# WENG CHUN FORMS - Spinal Disc and Knee Damage?



## Tong Chuang (Apr 24, 2014)

Greetings!

I noticed that Sifu Maria Grothe of the Weng Chun Family (G.M. Andreas Hoffman Lineage) is saying she no longer uses the excessive body motions (flexing waist, etc.) in her forms (e.g. Saam Pai Fat ) and practice as it has resulted in her having Spinal Disc and Knee damage. She says after speaking to other Wing Chan Masters in Asia that they are not used in other Shaolin Wing Chun Kuen.







She discusses this in a Youtube video:
Interview about Bodywork in Weng Chun Sifu M.Grothe - YouTube

I have seen some videos of G.M Hoffman and Sifu Maria in action and the movements are quite exaggerated compared to the Tang Yick Style of the Lo Family Weng Chun. Although they generate a lot of power are they safe to practise?
G.M. Wai Yan seemed to be still moving ok in old age.


----------



## Marnetmar (Apr 24, 2014)

They_ could_ be safe if she's the only case, but I have been a bit suspicious about the waist movements since they aren't used in other Weng Chun lineages.


----------



## yak sao (Apr 24, 2014)

I had always heard that was the original reason for wearing a sash. It should be wrapped fairly tightly around the midsection to help support the back and abs during forms practice.


----------



## Tong Chuang (Apr 24, 2014)

yak sao said:


> I had always heard that was the original reason for wearing a sash. It should be wrapped fairly tightly around the midsection to help support the back and abs during forms practice.

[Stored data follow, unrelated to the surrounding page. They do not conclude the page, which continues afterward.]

PR #708, opened 2020-11-16
New ScatterPlot interpolation: a value can belong only to a single point

danielgavrilov:
The tolerance used to be applied independently to X and Y column, which meant e.g. a constant Y value from a single year would be used as X changes over time, creating some "staircases":

Before:

Screenshot 2020-11-12 at 16 38 04

Now:

Screenshot 2020-11-16 at 17 48 51

Related discussion on Slack: https://owid.slack.com/archives/C01D295TM4K/p1605193993004700

To-do:
- [x] Resolve `TODO` and `TO-DISCUSS` 
- [x] Add ScatterPlot tests
- ~~Drop any duplicate points? This needs to happen after the timeline filter. But it needs to minimize the difference between `timeValue` and `time.x`.~~ The `endPointsOnly` transform also gets more complex if we drop duplicates, so I decided to leave duplicates unless they cause problems. No problems spotted so far...

### DIFF
--- a/coreTable/OwidTable.ts
+++ b/coreTable/OwidTable.ts
@@ -165,26 +165,13 @@ export class OwidTable extends CoreTable<OwidRow, OwidColumnDef> {
         return [min(mins), max(maxes)]
     }
 
-    // TO-DISCUSS
-    // Do we want to have two separate functions, or possibly a parameter: "any" | "all"?
-    // Do we want to access the column methods, or do it like this through the columnStore?
-    timeDomainForIntersection(
+    originalTimeDomainFor(
         slugs: ColumnSlug[]
     ): [Time | undefined, Time | undefined] {
-        let minTime: Time | undefined = undefined
-        let maxTime: Time | undefined = undefined
-        const { columnStore, timeColumn } = this
-        for (let index = 0; index < this.numRows; index++) {
-            if (
-                // The difference between above and this is .every() vs .some()
-                slugs.every((slug) => isNotErrorValue(columnStore[slug][index]))
-            ) {
-                const time = columnStore[timeColumn.slug][index] as Time
-                if (minTime === undefined || minTime > time) minTime = time
-                if (maxTime === undefined || maxTime < time) maxTime = time
-            }
-        }
-        return [minTime, maxTime]
+        const cols = this.getColumns(slugs)
+        const mins = cols.map((col) => min(col.originalTimes))
+        const maxes = cols.map((col) => max(col.originalTimes))
+        return [min(mins), max(maxes)]
     }
 
     filterByEntityNames(names: EntityName[]) {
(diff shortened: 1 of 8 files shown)


grapher/utils/Util.ts
```diff
@@ -1045,3 +1068,86 @@ export const splitArrayIntoGroupsOfN = (arr: any[], maxPerGroup: number) => {
...
+        const highCandidateIndexB =
+            sortedTimesB[closestIndexInB] >= timeA ? closestIndexInB : undefined
+
+        if (
+            lowCandidateIndexB !== undefined &&
+            highCandidateIndexB !== undefined &&
+            timeA - sortedTimesB[lowCandidateIndexB] <= maxDiff &&
+            timeA - sortedTimesB[lowCandidateIndexB] <
+                sortedTimesB[highCandidateIndexB] - timeA
+        ) {
```
breck7, line 1115: _super_ nit: maybe drop the {}? I prefer no "{}" when the body of a block is only one line. It tells me that the block is as simple as can be. but suppper nit

grapher/scatterCharts/ScatterPlotChart.test.ts
```diff
@@ -708,3 +704,131 @@ describe("scatter plot with xOverrideTime", () => {
         )
     })
 })
+
+describe("x/y tolerance", () => {
+    const table = new OwidTable(
+        [
+            [
+                "entityId",
```
breck7, line 712: nit: you can drop entityId and entityCode now I think, not required anymore.

coreTable/OwidTable.ts
```diff
@@ -615,6 +631,154 @@ export class OwidTable extends CoreTable<OwidRow, OwidColumnDef> {
         )
     }
 
+    interpolateColumnsByClosestTimeMatch(
```
breck7, line 634: This fn is huge, and I'm sure there are ways to break it up, but seems like it is just a complex set of operations and more importantly the tests look good so we can always break it up later.

breck7:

Could be, although I heard the silk sash was used to stop 'chi' leakage from the 'Man' Dantien (Solar plexus)


----------



## geezer (Apr 24, 2014)

Tong Chuang said:


> Could be, although I heard the silk sash was used to stop 'chi' leakage from the 'Man' Dantien (Solar plexus)



Chi leakage?!? Sounds messy.

Anyway I can't comment on _Weng_ Chun. I have both knee and disk problems (from old injuries) that bother me if I'm not careful with my Wing Chun (NVTO Ving Tsun). But if my position is correct, I find practicing VT to be theraputic.


----------



## Tong Chuang (Apr 24, 2014)

geezer said:


> Chi leakage?!? Sounds messy.
> 
> Anyway I can't comment on _Weng_ Chun. I have both knee and disk problems (from old injuries) that bother me if I'm not careful with my Wing Chun (NVTO Ving Tsun). But if my position is correct, I find practicing VT to be theraputic.



Yes, I too find practicing the forms theraputic, especially when performed Yin style,  I couldn't go  a week without performing them. I do get the odd knee pain twinge (mostly in the right knee - could be to do with driving), but mostly I'm ok luckily.
I can recommend Glucosamine Sulphate with Chondroitin, and Hemp Seed Oil internally as a joint enhancer. Lingzhi mushroom extract is also good.


----------



## r'n'r (Apr 28, 2014)

Any videos of her form?

My guess is, it's probably either poor form execution biomechanically wise or insufficent strenght foundation, or both.


----------



## Tong Chuang (Apr 28, 2014)

r'n'r said:


> Any videos of her form?
> 
> My guess is, it's probably either poor form execution biomechanically wise or insufficent strenght foundation, or both.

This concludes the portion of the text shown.